Прохоровский не желал осложнять отношений с Кузнецовым с первых дней совместной работы. Мелькнула мысль объяснить этому немолодому седеющему человеку, что за те несколько труднейших месяцев работы начальником милиции он ничем не запятнал себя, хотя и догадывается, зачем к нему, человеку, не принадлежащему ни к какой партии, Совет направил большевика. Но Сергей Прохорович сдержался и, чтобы прервать неприятно затянувшуюся паузу, проговорил чуть глуховато:

— Я думаю, расхождения в наших взглядах не должны идти во вред делу.

— Не должны, — согласился Кузнецов и поднялся. — Хватит на сегодня. Пошли, полночь скоро…

Они спустились на первый этаж по выскобленным до блеска сотнями ног ступеням и вышли на улицу. Было свежо и тихо. Дома, деревья, заборы в мягком лунном свете стояли, словно к чему-то прислушиваясь.

— Люблю эту пору, — вздохнул Николай Дмитриевич, — раскрепощает душу. Смотришь в небо и, кажется, плывешь невесомый…

— А для меня ночь — просто ночь, никаких эмоций.

Несколько минут шли молча.

— Ладно, — тряхнул головой Кузнецов, словно отгоняя ненужные мысли. — Что будем делать с письмом?

Свернули на Большую Всехсвятскую улицу, короткую и узкую, названную Большой по явному недоразумению.

— По всей вероятности… — начал Прохоровский и не договорил, насторожился: навстречу с другого конца улицы шли трое.

Увидев Кузнецова и Прохоровского, они остановились, о чем-то посовещались, потом неожиданно быстро скрылись в ближайшем переулке.

Прохоровский, не проронив ни слова, бросился за ними. Николай Дмитриевич догнал его у поворота и выдохнул:

— Что вы хотите делать?

— Еще не знаю, но не упускать же их, не выяснив, куда идут в такой час, — остановился Сергей Прохорович. — Давайте так: пойдем по обе стороны переулка, а в конце, если их не обнаружим, вы свернете влево, а я вправо. Оружие при вас? Если что, стреляйте без предупреждения.

Прячась за заборы и бревенчатые сараи, торцами выходящие на дорогу, они добрались до крайних домов и вышли на соседнюю улицу. Никого не было. Разошлись, как договорились.

Прохоровский исчез сразу. Несколько минут стояла тишина, потом ее нарушил короткий, словно бы робкий вскрик.

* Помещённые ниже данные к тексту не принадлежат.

PR #796, opened 2022-03-15
Add option to reset OCP solver

FreyJo:
Changes in C:
- update BLASFEO to version that does not propagate NaN when adding 0.0 * NaN vector, instead of the following (reverted commits)
- <del>multiply 0 with inputs instead of old values, old values might contain NaNs and 0*NaN gives NaN! </del>
- <del>add return type `ACADOS_NAN_IN_RESIDUAL` </del>
- <del>check for NaNs in residual when exiting SQP based on residual condition</del>
- fix bug in z setter
- remove empty loop

Changes in template Workflow:
- add `reset` function to acados OCP solver
- also in Simulink

Tests:
- added `reset_test.py` running solver with NaN and check if it can recover.
--> Failing before this PR and now running on Github Actions.

It is still recommended to never initialize acados with NaNs!!!


acados/ocp_nlp/ocp_nlp_common.c
```diff
@@ -2930,6 +2930,71 @@ void ocp_nlp_res_get_inf_norm(ocp_nlp_res *res, double *out)
 }
 
 
+// NOTE: if NaNs are in residual vector, blasfeo_inf_norm might return 0.
```
giaf, line 2933: The NaN case was not considered when implementing the infinity norm routine.
Namely, the routine is currently implemented using fmax, which doesn't propagate NaN.
It can be reimplemented using proper checks such that NaN is propagated.

More specifically, one way to check for NaN (also in your code below) is to check whether
`if(res_entry!=res_entry) then res_entry is NaN;`
This works on IEEE floating point standard complying compilers.
Otherwise, in C99 it is defined the function `isnan()`.

acados/ocp_nlp/ocp_nlp_cost_ls.c
```diff
@@ -793,11 +793,11 @@ void ocp_nlp_cost_ls_update_qp_matrices(void *config_, void *dims_,
 
         // tmp_ny = W * res
         blasfeo_dsymv_l(ny, 1.0, &model->W, 0, 0, &memory->res,
-                0, 0.0, &work->tmp_ny, 0, &work->tmp_ny, 0);
+                0, 0.0, &model->y_ref, 0, &work->tmp_ny, 0);
```
giaf, line 796: I also came across the issue of having NaN propagate from the y vector into the z vector even if beta==0.
This has been fixed for dgemv and dsymv in a recent commit https://github.com/giaf/blasfeo/commit/0bdc0ceb0bc51ed78802620eabd7c805044ae07e
The single-precision has not been fixed yet, this is still WIP.

I would suggest to revert these changes in acados (in order to make the code less confusing) and update BLASFEO with the fix in the dgemv and dsymv routines.

giaf: Is the issue appearing in other routines other than `dgemv` and `dsymv` ?

FreyJo: I think there was also an issue related to a `dgemm` routine in GNSF.

I can revert those commits and update BLASFEO instead.

Just realized that the commit you pointed to is only on your `dev` branch.
Are you going to merge that soon?
I just tried updating BLASFEO to your `dev` branch, but I don't know if you have a compatible HPIPM version, or which one to use.

acados/ocp_nlp/ocp_nlp_common.c
FreyJo: yes, I can also just do the `!=` comparison instead if you prefer that.
I thought, just checking for NaN when exiting SQP because of the residuals is ok.
But I can also directly check for it in res_compute if you have no concerns regarding performance.
Or do you want to change `VECNRM_INF` in Blasfeo?

acados/ocp_nlp/ocp_nlp_cost_ls.c
giaf: I will merge dev into master in a matter of days at most, I'm almost done there.

If I remember correctly dgemm should not suffer from the same issue if there is NaN in the C matrix.
But if you say it does, I can double check.

acados/ocp_nlp/ocp_nlp_common.c
giaf: I can update the `vecnrm_inf` in BLASFEO, if this PR can wait a few more days.

I didn't get the concern about performance: how would checking `!=` instead affect performance?

FreyJo: Ok, I will wait until you update the BLASFEO master.

> I didn't get the concern about performance: how would checking != instead affect performance?

I just meant checking in every residual computation vs only when exiting SQP.
But I agree checking `!=` is less confusing.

Кузнецова вдруг охватило страшное возбуждение. Он проверил револьвер и рванулся на крик. Пробежал метров сто, остановился, прислушиваясь. Ни звука, ни шороха.

«Наверное, показалось», — решил Николай Дмитриевич, повернул назад и… лицом к лицу столкнулся с человеком в военной форме. «Откуда?.. Ведь только что…» Это было последнее, о чем успел в тот момент подумать Кузнецов…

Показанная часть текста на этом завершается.